Desde el Instituto también hemos insistido –a través de nuestros informes y publicaciones sobre el impacto del covid-19– en la educación superior, en la necesidad de dedicar muchos esfuerzos a la recuperación de aquellos estudiantes que, previsiblemente, se habrán quedado por el camino por razones económicas, en primer lugar; infortunadamente también habrá estudiantes que no volverán por causa de su desafección con respecto a unas propuestas pedagógicas durante la situación de emergencia que, a pesar de ser la única solución disponible, pueden haber frustrado su interés por continuar los estudios.

PRESENCIALIDAD, VERDADERA EXPERIENCIA UNIVERSITARIA

Es importante que las universidades diseñen cuanto antes dispositivos para diagnosticar las pérdidas con las que se saldará esta crisis, y al mismo tiempo las estrategias reparadoras para garantizar que la vuelta a las aulas ofrezca oportunidades de recuperación de las pérdidas de aprendizaje que pueden haber sido dramáticas precisamente en los estudiantes ya más vulnerables en condiciones normales.

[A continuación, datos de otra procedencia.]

PR #3215, opened 2020-09-28
Add vsnp_determine_ref_from_data

gregvonkuster:
FOR CONTRIBUTOR:


gregvonkuster:
I know this test file ```tools/vsnp/test-data/Mcap_Deer_DE_SRR650221.fastq.gz ``` is larger than what is generally accepted in this repo.  This tool sniffs input datasets for "dna footprints" that are contained in reference file like this, and I've filtered out as much data as possible from the original file, leaving just enough data for the footprints to be determined.

gregvonkuster:
Hi all, I'm hoping this can be reviewed and merged more quickly.  There are several more tools in this suite that I will submit as each tool is merged.  We have a paper coming out by the end of the year (hopefully) and we'd like to have the entire suite merged and available in preparation for the publication.  Please let me know if there are any changes needed to this PR and I'll commit them quickly.  Thanks!

bgruening:
Its on my todo list, sorry ... :(

@galaxyproject/iuc can anyone maybe help here?

gregvonkuster:
Thanks @bgruening - it's no problem - I know how busy you are!  I've enhanced the tool to now properly handle collections of paired reads in addition to single and paired reads and collections of single reads.  So the tool is ready for a review when possible.

tools/vsnp/vsnp_determine_ref_from_data.xml
```diff
@@ -0,0 +1,213 @@
...
+    </tests>
+    <help>
+**What it does**
+
+Accepts a single fastqsanger read, a set of paired reads, or a collection of reads and inspects the data to discover the
+best reference genome for aligning the reads.  This tool is, in essence, a DNA sniffer, and is the first Galaxy tool to
+perform this task.  While inspecting the data, a string of 0's and 1's is compiled based on the data contents, and we call
+the complete string a "DNA print".  All of the "DNA prints" files installed by the complementary **vSNP DNAprints data
+manager** tool are then inspected to find a match for the compiled "DNA print" string.  These files are each associated
+with a Galaxy "dbkey" (i.e., genome build), so when a metach is found, the associated "dbkey" is passed to a mapper (e.g.,
```
bernt-matthias, line 171: what's a metach?

tools/vsnp/vsnp_determine_ref_from_data.xml
```diff
@@ -0,0 +1,213 @@
...
+**Required Options**
+
+ * **Choose the category of the files to be analyzed** - select "Single files" or "Collection of files", then select the appropriate history items (single or paired fastqsanger reads or a collection of fastqsanger reads) based on the selected option.
+ * **Number of processes for job splitting** - Select the number of processes for splitting the job to shorten execution time.
+    </help>
+    <citations>
+        <citation type="bibtex">
+            @misc{None,
+            journal = {None},
+            author = {1. Stuber T},
```
bernt-matthias, line 206: Author list seems odd. If in preparation there should be a working title? Maybe bioarxive?

tools/vsnp/vsnp_determine_ref_from_data.xml
```diff
@@ -0,0 +1,213 @@
...
+                <element name="forward.txt" file="forward_metrics.txt" ftype="txt"/>
+                <element name="reverse.txt" file="reverse_metrics.txt" ftype="txt"/>
+            </output_collection>
+        </test>
+    </tests>
+    <help>
+**What it does**
+
+Accepts a single fastqsanger read, a set of paired reads, or a collection of reads and inspects the data to discover the
+best reference genome for aligning the reads.  This tool is, in essence, a DNA sniffer, and is the first Galaxy tool to
```
bernt-matthias, line 167: I don't understand the description. What are the positions in the strings corresponding to and what are 0 and 1 corresponding to?

tools/vsnp/vsnp_determine_ref_from_data.xml
```diff
@@ -0,0 +1,213 @@
...
+                    <when value="single_reads">
+                        <param name="reads_collection" type="data_collection" format="fastqsanger,fastqsanger.gz" collection_type="list" label="Collection of fastqsanger files"/>
+                    </when>
+                    <when value="paired_reads">
+                        <param name="reads_collection" type="data_collection" format="fastqsanger,fastqsanger.gz" collection_type="paired" label="Collection of fastqsanger paired read files"/>
+                    </when>
+                </conditional>
+            </when>
+        </conditional>
+        <param name="processes" type="integer" min="1" max="20" value="8" label="Number of processes for job splitting"/>
```
bernt-matthias, line 115: This should not be controllable by the user! Use `${GALAXY_SLOTS:-1}` in the command section.

tools/vsnp/vsnp_determine_ref_from_data.xml
```diff
@@ -0,0 +1,213 @@
...
+    <requirements>
+        <requirement type="package" version="1.76">biopython</requirement>
+        <requirement type="package" version="5.3">pyyaml</requirement>
+    </requirements>
+    <command detect_errors="exit_code"><![CDATA[
+#import os
+#import re
+#set gzipped = 'false'
+#set input_type = $input_type_cond.input_type
+#set input_reads_dir = 'input_reads'
```
bernt-matthias, line 12: I think the variables  for the dir names are superfluous, you can use the string directly.

tools/vsnp/vsnp_determine_ref_from_data.xml
```diff
@@ -0,0 +1,213 @@
...
+#set output_dbkey_dir = 'output_dbkey'
+#set output_metrics_dir = 'output_metrics'
+mkdir -p $input_reads_dir &&
+mkdir -p $output_dbkey_dir &&
+mkdir -p $output_metrics_dir &&
+#if str($input_type) == "single":
```
bernt-matthias, line 18: Should be `$input_type_cond.input_type`

tools/vsnp/vsnp_determine_ref_from_data.xml
```diff
@@ -0,0 +1,213 @@
...
+        #if str($collection_type) == 'single_reads':
+            #set identifier = re.sub('[^\s\w\-]', '_', str($i.element_identifier))
+        #else:
+            ## Galaxy builds lists of pairs as nested lists with elements
+            ## named forward and reverse.  When flattened, these lists
+            ## will work as inputs to the Parse parameter value expression
+            ## tool in workflows.  However, the output list created by the
+            ## expression tool will not function correctly with the bwa_mem
+            ## mapper.  Naming the identifier as follows is a solution.
+            #set identifier = re.sub('[^\s\w\-]', '_', str($i.name))
```
bernt-matthias, line 52: shouldn't there be two symlinks in case paired data?

bernt-matthias: Do not understand the comment. Why does it work for gzipped data?

tools/vsnp/vsnp_determine_ref_from_data.xml
```diff
@@ -0,0 +1,213 @@
...
+    #else:
+        --read1 '${read1_identifier}'
+        --read2 '${read2_identifier}'
+    #end if
+    --output_dbkey '$output_dbkey'
+    --output_metrics '$output_metrics'
+#end if
+--gzipped $gzipped
+--processes $processes
+#if str($in_test_mode) == "false":
```
bernt-matthias, line 70: Do not like the test mode. If I get it right you can avoid it by using a test data table?

tools/vsnp/vsnp_determine_ref_from_data.py
```diff
@@ -0,0 +1,364 @@
...
+            tup = task_queue.get(block=True, timeout=timeout)
+        except queue.Empty:
+            break
+        fastq_file, count_list, brucella_string, brucella_sum, bovis_string, bovis_sum, para_string, para_sum = tup
+        group, dbkey = get_group_and_dbkey(dnaprints_dict, brucella_string, brucella_sum, bovis_string, bovis_sum, para_string, para_sum)
+        finished_queue.put((fastq_file, count_list, group, dbkey))
+        task_queue.task_done()
+
+
+def get_oligo_dict():
```
bernt-matthias, line 106: Why not just define: 

```
OLIGO_DICT = dict(("01_ab1", "AATTGTCGGATAGCCTGGCGATAACGACGC"), ....)
```

tools/vsnp/vsnp_determine_ref_from_data.py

Por encima de todo, una buena universidad no solo brinda oportunidades de aprendizaje a sus estudiantes, sino que, más en general, ofrece una experiencia vital que terminará marcando sus vidas y la forma como encararán su contribución al desarrollo social, cultural, científico y económico de sus países. Esta experiencia es, ciertamente, vehiculada por los procesos de enseñanza y aprendizaje, pero tiene otras dimensiones igualmente importantes más allá de las estrictamente académicas: las sociales, culturales y políticas.

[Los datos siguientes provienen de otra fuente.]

PR #3217, opened 2020-09-29
increase speed by not converting as a separate command

astrovsky01:
FOR CONTRIBUTOR:

### DIFF
--- a/tools/plink/plink.xml
+++ b/tools/plink/plink.xml
@@ -46,18 +46,7 @@
     ## Create Plink folder for any inputs
     mkdir ./plink_output
     && mkdir ./plink_input
-    #if $inputs.inputs.filetype == 'bfile':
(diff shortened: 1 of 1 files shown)


bgruening:
@astrovsky01 such big changes warrant a version bump I think - next time.

astrovsky01:
@bgruening the only thing I did was to remove the double run on vcf. Outputs are identical. Imo, it should be more considered  more of a bug fix than a version update.

wm75:
@astrovsky01 I guess @bgruening is right. Outputs may be identical or not, but you are executing a different command line. These kinds of "small" changes without version bumps are causing issues more regularly than one would think.

astrovsky01:
@wm75 That's fair. Will version bump next time. If you'd prefer, we could roll back the version, then pr this with a version bump?

PR #3232, opened 2020-10-05
Add rnaquast

lehmann-ju:
FOR CONTRIBUTOR:
* [x] - I have read the [CONTRIBUTING.md](https://github.com/galaxyproject/tools-iuc/blob/master/CONTRIBUTING.md) document and this tool is appropriate for the tools-iuc repo.
* [x] - License permits unrestricted use (educational + commercial)
* [x] - This PR adds a new tool or tool collection
* [ ] - This PR updates an existing tool or tool collection
* [ ] - This PR does something else (explain below)

Github: [https://github.com/ablab/rnaquast](url)
(can also be added to the quast folder)

PR #3239, opened 2020-10-08
balance chunks in CI workflow

bernt-matthias:
fixes: https://github.com/galaxyproject/tools-iuc/issues/2959

FOR CONTRIBUTOR:
* [ ] - I have read the [CONTRIBUTING.md](https://github.com/galaxyproject/tools-iuc/blob/master/CONTRIBUTING.md) document and this tool is appropriate for the tools-iuc repo.
* [ ] - License permits unrestricted use (educational + commercial)
* [ ] - This PR adds a new tool or tool collection
* [ ] - This PR updates an existing tool or tool collection
* [ ] - This PR does something else (explain below)

PR #3248, opened 2020-10-13
fail PR workflow if no test was executed

bernt-matthias:
e.g. in case planemo itself fails as here https://github.com/galaxyproject/tools-iuc/pull/3232/checks?check_run_id=1246607831

- not sure why the linked example does not fail at linting stage as well (it fails, but for a different reason).
- also not entirely sure if its the right thing to do

FOR CONTRIBUTOR:

### DIFF
--- a/.github/workflows/pr.yaml
+++ b/.github/workflows/pr.yaml
@@ -371,7 +371,10 @@ jobs:
         path: upload
     - name: Check status of combined status
       run: |
-        if jq '.["tests"][]["data"]["status"]' upload/tool_test_output.json | grep -v "success"; then
+        if [[ $(jq '.["tests"]' upload/tool_test_output.json) == "[]" ]]; then
+            echo "No tests were executed inspect the output of the chunks"
+            exit 1
+        else if jq '.["tests"][]["data"]["status"]' upload/tool_test_output.json | grep -v "success"; then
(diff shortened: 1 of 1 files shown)


nsoranzo:
I think it's fine as it is? The linked build still fails because the linting step fails.

Also, we don't want to fail a build which just modifies `README.md` .

The only annoying issue for me is that a new tool added without a `.shed.yml` is silently not linted/tested, but not sure how to solve that.

bernt-matthias:
> The only annoying issue for me is that a new tool added without a .shed.yml is silently not linted/tested

If I got it right the change to the CI workflow introduced here https://github.com/galaxyproject/tools-iuc/pull/3239 would help. If I get it right `ci_find_repos` enumerates tool dirs by checking for shed.yml files (and therefore tested samtools 2x) and `ci_find_tools` enumerates tool files (but I did not explore this to the end).

If I'm right we can do the same change in the PR workflow. Even if balancing workload is not that relevant, it would simplify the logic (no different handling of data managers and tools) in addition.

nsoranzo:
It seems so, we could:
- use `ci_find_repos` to determine on which directories to run `planemo shed_lint`
- use `ci_find_tools` to determine on which files to run `planemo test`
- check that every tool path found by `ci_find_tools` is a substring of a directory find by `ci_find_repos`, if not a `.shed.yml` file is missing

PR #3255, opened 2020-10-16
Various scpipe fixes

mvdbeek:
FOR CONTRIBUTOR:

### DIFF
--- a/tools/scpipe/scpipe.xml
+++ b/tools/scpipe/scpipe.xml
@@ -163,7 +163,7 @@ Rscript '$__tool_directory__/scpipe.R'
                         </param>
                     </when>
                     <when value="history">
-                        <param name="ref_fa_hist" type="data" format="fasta,fasta.gz" label="Select a history FASTA" />
+                        <param name="ref_fa_hist" type="data" format="fasta" label="Select a history FASTA" />
                     </when>
                 </conditional>
                 <conditional name="paired_format">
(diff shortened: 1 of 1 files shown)


tools/scpipe/scpipe.xml
```diff
@@ -74,7 +74,7 @@ ln -s '${exons}' '$anno_name' &&
 TAB=\$(printf '\t') &&
 
 #if $samples.barcodes:
-    sed -i.bak -e "s/\${TAB}/,/g" '$samples.barcodes' &&
+    sed -e "s/\${TAB}/,/g" '$samples.barcodes' > samples.barcodes &&
```
bernt-matthias, line 77: Nasty one. Good catch.

tools/scpipe/scpipe.xml
```diff
@@ -244,8 +244,8 @@ Rscript '$__tool_directory__/scpipe.R'
         <test>
             <param name="format_select" value="fastq" />
             <param name="fasta_source" value="history"/>
-            <param name="ref_fa_hist" ftype="fasta" value="mm10_MT19.fa.gz"/>
-            <param name="exons" ftype="gff3" value="mm10_MT19.gff3.gz"/>
+            <param name="ref_fa_hist" ftype="fasta.gz" value="mm10_MT19.fa.gz"/>
```
bernt-matthias, line 247: Question: we do not need to list xyz.gz in the format of the param, but here we need to?

bernt-matthias (approved):

tools/scpipe/scpipe.xml
mvdbeek: Right, if you don't add an ftype the format guessed at upload will be chosen. IF we do specify it it need to be correct though, so we shouldn't use `ftype="fasta"` when the file is gzipped.

bernt-matthias: thanks for the explanation

PR #3256, opened 2020-10-16
fixing bug with annotateVCF.py

NatPRoach:
FOR CONTRIBUTOR:

Had an issue with annotateVCF.py not handling insertions when quantifying SNPs correctly.

### DIFF
--- a/tools/medaka/annotateVCF.py
+++ b/tools/medaka/annotateVCF.py
@@ -75,6 +75,7 @@ def parseSimpleSNPpileup(fields, ref_base, alt_base):
                 ins_str += base
             else:
                 ins_len = int(ins_str) - 1
+                ins_str = ""
                 insertion = base
                 ins_flag = False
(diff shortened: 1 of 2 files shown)


wm75:
Seems that these same issues exist in the `parseIndelPileup` function. Is that not an issue?

NatPRoach:
> Seems that these same issues exist in the `parseIndelPileup` function. Is that not an issue?

Oh shoot, looks like you're right RE: AF. I don't think the ins_str and del_str has the same problem. There's a line that resets ins_str and del_str in parseIndelPileup in the following block:
```
        elif base == '+':
            ins_flag = True
            ins_str = ""
        elif base == '-':
            del_flag = True
            del_str = ""
```

wm75:
Ah, right, just in a different place that I haven't noticed.

wm75 (approved):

En el Instituto estamos convencidos de que, aunque la mayor parte de los debates actuales se centren sobre hasta qué punto la pandemia traerá consigo una mayor hibridación de los procesos de enseñanza y aprendizaje en las universidades, esto no debería desviar la atención acerca de cuál es la misión última de una universidad: brindar un aprendizaje vital único a cada estudiante que le transformará como persona y ciudadano.

Ojalá nuestras metodologías pedagógicas mejoren gracias a los aportes de la tecnología, y con ello los resultados de aprendizaje. Pero el objetivo debe ser recuperar la verdadera experiencia universitaria que gira alrededor de la presencialidad y de la convivencia en un espacio colectivo compartido; una que, ciertamente, puede verse maximizada gracias a la tecnología, pero que nunca deberíamos querer reducir por principio. No podemos robarles a las jóvenes generaciones el derecho de tener esta oportunidad en su integridad. Eso sí, trabajemos desde ahora para ofrecérsela, cuando las condiciones sanitarias lo permitan, significativamente mejorada. La misión última de una universidad es brindar un aprendizaje vital único a cada estudiante, que lo transformará como persona y ciudadano.